-------- Available data --------
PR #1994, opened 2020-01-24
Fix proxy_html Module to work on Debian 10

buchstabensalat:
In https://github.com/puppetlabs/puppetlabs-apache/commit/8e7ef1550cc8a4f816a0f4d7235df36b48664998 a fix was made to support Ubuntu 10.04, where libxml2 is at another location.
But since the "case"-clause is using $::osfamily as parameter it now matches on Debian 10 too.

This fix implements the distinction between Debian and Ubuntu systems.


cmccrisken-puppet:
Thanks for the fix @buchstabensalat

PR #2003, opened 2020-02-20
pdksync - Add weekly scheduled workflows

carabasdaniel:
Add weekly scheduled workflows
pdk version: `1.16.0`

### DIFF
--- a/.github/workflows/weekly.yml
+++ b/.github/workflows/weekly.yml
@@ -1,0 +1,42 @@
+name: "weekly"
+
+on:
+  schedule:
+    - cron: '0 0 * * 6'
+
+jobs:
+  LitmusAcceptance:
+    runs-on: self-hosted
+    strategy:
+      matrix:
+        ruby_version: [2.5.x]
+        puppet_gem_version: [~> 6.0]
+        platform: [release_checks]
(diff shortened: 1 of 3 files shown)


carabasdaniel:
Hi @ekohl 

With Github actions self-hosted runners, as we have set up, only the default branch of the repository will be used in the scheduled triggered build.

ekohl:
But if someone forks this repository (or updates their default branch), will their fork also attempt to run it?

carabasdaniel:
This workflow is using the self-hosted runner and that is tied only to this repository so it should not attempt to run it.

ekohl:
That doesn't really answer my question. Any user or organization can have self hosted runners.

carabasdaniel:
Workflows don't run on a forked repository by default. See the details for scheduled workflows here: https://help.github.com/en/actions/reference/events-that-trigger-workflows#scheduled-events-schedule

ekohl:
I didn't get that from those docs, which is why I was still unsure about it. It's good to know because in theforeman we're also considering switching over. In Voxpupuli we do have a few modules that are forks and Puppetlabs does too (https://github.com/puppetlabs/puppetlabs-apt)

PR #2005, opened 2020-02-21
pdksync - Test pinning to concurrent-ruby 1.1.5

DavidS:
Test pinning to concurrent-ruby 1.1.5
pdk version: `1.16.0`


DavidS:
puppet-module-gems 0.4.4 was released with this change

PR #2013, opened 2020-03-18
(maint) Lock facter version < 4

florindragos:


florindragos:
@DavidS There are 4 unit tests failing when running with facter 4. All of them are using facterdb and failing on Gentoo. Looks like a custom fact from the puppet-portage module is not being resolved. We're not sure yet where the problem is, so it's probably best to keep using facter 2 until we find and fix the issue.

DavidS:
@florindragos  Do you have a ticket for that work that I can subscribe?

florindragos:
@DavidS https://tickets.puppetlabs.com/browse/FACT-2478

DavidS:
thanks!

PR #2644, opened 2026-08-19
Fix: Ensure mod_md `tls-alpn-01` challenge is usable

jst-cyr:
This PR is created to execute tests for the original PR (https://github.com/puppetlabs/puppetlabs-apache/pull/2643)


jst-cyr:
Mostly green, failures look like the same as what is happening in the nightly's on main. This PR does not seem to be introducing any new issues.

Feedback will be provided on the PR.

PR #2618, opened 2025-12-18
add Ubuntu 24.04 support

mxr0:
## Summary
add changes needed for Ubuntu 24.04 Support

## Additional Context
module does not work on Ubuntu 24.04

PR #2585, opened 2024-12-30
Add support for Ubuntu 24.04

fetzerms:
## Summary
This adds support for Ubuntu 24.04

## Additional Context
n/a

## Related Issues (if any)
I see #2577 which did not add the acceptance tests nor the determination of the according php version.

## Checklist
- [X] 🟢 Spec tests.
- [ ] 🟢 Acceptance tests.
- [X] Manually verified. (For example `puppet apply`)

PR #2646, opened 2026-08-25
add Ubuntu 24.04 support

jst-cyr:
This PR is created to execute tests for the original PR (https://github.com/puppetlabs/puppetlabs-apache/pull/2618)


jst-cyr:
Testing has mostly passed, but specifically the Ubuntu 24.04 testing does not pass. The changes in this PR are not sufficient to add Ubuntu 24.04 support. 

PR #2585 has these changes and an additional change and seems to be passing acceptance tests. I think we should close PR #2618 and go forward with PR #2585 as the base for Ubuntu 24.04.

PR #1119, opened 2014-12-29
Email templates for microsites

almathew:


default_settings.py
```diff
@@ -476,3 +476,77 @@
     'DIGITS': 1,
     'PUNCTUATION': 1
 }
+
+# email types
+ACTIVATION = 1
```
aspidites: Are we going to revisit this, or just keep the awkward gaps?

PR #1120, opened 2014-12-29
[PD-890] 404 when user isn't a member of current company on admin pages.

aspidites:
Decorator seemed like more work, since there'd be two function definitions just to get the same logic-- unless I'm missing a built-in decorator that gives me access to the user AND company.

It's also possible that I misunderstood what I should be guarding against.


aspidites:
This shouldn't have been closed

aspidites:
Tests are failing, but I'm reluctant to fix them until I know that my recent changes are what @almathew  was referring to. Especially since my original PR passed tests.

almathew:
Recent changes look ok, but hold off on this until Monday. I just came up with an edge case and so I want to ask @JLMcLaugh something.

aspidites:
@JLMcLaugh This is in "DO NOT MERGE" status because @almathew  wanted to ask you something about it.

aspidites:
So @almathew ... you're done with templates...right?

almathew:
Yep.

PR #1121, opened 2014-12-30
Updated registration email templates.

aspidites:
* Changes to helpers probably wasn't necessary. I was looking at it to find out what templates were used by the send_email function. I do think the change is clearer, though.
--------
Task requirements: Print out all of the records above, word for word.

The answer:
PR #1994, opened 2020-01-24
Fix proxy_html Module to work on Debian 10

buchstabensalat:
In https://github.com/puppetlabs/puppetlabs-apache/commit/8e7ef1550cc8a4f816a0f4d7235df36b48664998 a fix was made to support Ubuntu 10.04, where libxml2 is at another location.
But since the "case"-clause is using $::osfamily as parameter it now matches on Debian 10 too.

This fix implements the distinction between Debian and Ubuntu systems.


cmccrisken-puppet:
Thanks for the fix @buchstabensalat

PR #2003, opened 2020-02-20
pdksync - Add weekly scheduled workflows

carabasdaniel:
Add weekly scheduled workflows
pdk version: `1.16.0`

### DIFF
--- a/.github/workflows/weekly.yml
+++ b/.github/workflows/weekly.yml
@@ -1,0 +1,42 @@
+name: "weekly"
+
+on:
+  schedule:
+    - cron: '0 0 * * 6'
+
+jobs:
+  LitmusAcceptance:
+    runs-on: self-hosted
+    strategy:
+      matrix:
+        ruby_version: [2.5.x]
+        puppet_gem_version: [~> 6.0]
+        platform: [release_checks]
(diff shortened: 1 of 3 files shown)


carabasdaniel:
Hi @ekohl 

With Github actions self-hosted runners, as we have set up, only the default branch of the repository will be used in the scheduled triggered build.

ekohl:
But if someone forks this repository (or updates their default branch), will their fork also attempt to run it?

carabasdaniel:
This workflow is using the self-hosted runner and that is tied only to this repository so it should not attempt to run it.

ekohl:
That doesn't really answer my question. Any user or organization can have self hosted runners.

carabasdaniel:
Workflows don't run on a forked repository by default. See the details for scheduled workflows here: https://help.github.com/en/actions/reference/events-that-trigger-workflows#scheduled-events-schedule

ekohl:
I didn't get that from those docs, which is why I was still unsure about it. It's good to know because in theforeman we're also considering switching over. In Voxpupuli we do have a few modules that are forks and Puppetlabs does too (https://github.com/puppetlabs/puppetlabs-apt)

PR #2005, opened 2020-02-21
pdksync - Test pinning to concurrent-ruby 1.1.5

DavidS:
Test pinning to concurrent-ruby 1.1.5
pdk version: `1.16.0`


DavidS:
puppet-module-gems 0.4.4 was released with this change

PR #2013, opened 2020-03-18
(maint) Lock facter version < 4

florindragos:


florindragos:
@DavidS There are 4 unit tests failing when running with facter 4. All of them are using facterdb and failing on Gentoo. Looks like a custom fact from the puppet-portage module is not being resolved. We're not sure yet where the problem is, so it's probably best to keep using facter 2 until we find and fix the issue.

DavidS:
@florindragos  Do you have a ticket for that work that I can subscribe?

florindragos:
@DavidS https://tickets.puppetlabs.com/browse/FACT-2478

DavidS:
thanks!

PR #2644, opened 2026-08-19
Fix: Ensure mod_md `tls-alpn-01` challenge is usable

jst-cyr:
This PR is created to execute tests for the original PR (https://github.com/puppetlabs/puppetlabs-apache/pull/2643)


jst-cyr:
Mostly green, failures look like the same as what is happening in the nightly's on main. This PR does not seem to be introducing any new issues.

Feedback will be provided on the PR.

PR #2618, opened 2025-12-18
add Ubuntu 24.04 support

mxr0:
## Summary
add changes needed for Ubuntu 24.04 Support

## Additional Context
module does not work on Ubuntu 24.04

PR #2585, opened 2024-12-30
Add support for Ubuntu 24.04

fetzerms:
## Summary
This adds support for Ubuntu 24.04

## Additional Context
n/a

## Related Issues (if any)
I see #2577 which did not add the acceptance tests nor the determination of the according php version.

## Checklist
- [X] 🟢 Spec tests.
- [ ] 🟢 Acceptance tests.
- [X] Manually verified. (For example `puppet apply`)

PR #2646, opened 2026-08-25
add Ubuntu 24.04 support

jst-cyr:
This PR is created to execute tests for the original PR (https://github.com/puppetlabs/puppetlabs-apache/pull/2618)


jst-cyr:
Testing has mostly passed, but specifically the Ubuntu 24.04 testing does not pass. The changes in this PR are not sufficient to add Ubuntu 24.04 support. 

PR #2585 has these changes and an additional change and seems to be passing acceptance tests. I think we should close PR #2618 and go forward with PR #2585 as the base for Ubuntu 24.04.

PR #1119, opened 2014-12-29
Email templates for microsites

almathew:


default_settings.py
```diff
@@ -476,3 +476,77 @@
     'DIGITS': 1,
     'PUNCTUATION': 1
 }
+
+# email types
+ACTIVATION = 1
```
aspidites: Are we going to revisit this, or just keep the awkward gaps?

PR #1120, opened 2014-12-29
[PD-890] 404 when user isn't a member of current company on admin pages.

aspidites:
Decorator seemed like more work, since there'd be two function definitions just to get the same logic-- unless I'm missing a built-in decorator that gives me access to the user AND company.

It's also possible that I misunderstood what I should be guarding against.


aspidites:
This shouldn't have been closed

aspidites:
Tests are failing, but I'm reluctant to fix them until I know that my recent changes are what @almathew  was referring to. Especially since my original PR passed tests.

almathew:
Recent changes look ok, but hold off on this until Monday. I just came up with an edge case and so I want to ask @JLMcLaugh something.

aspidites:
@JLMcLaugh This is in "DO NOT MERGE" status because @almathew  wanted to ask you something about it.

aspidites:
So @almathew ... you're done with templates...right?

almathew:
Yep.

PR #1121, opened 2014-12-30
Updated registration email templates.

aspidites:
* Changes to helpers probably wasn't necessary. I was looking at it to find out what templates were used by the send_email function. I do think the change is clearer, though.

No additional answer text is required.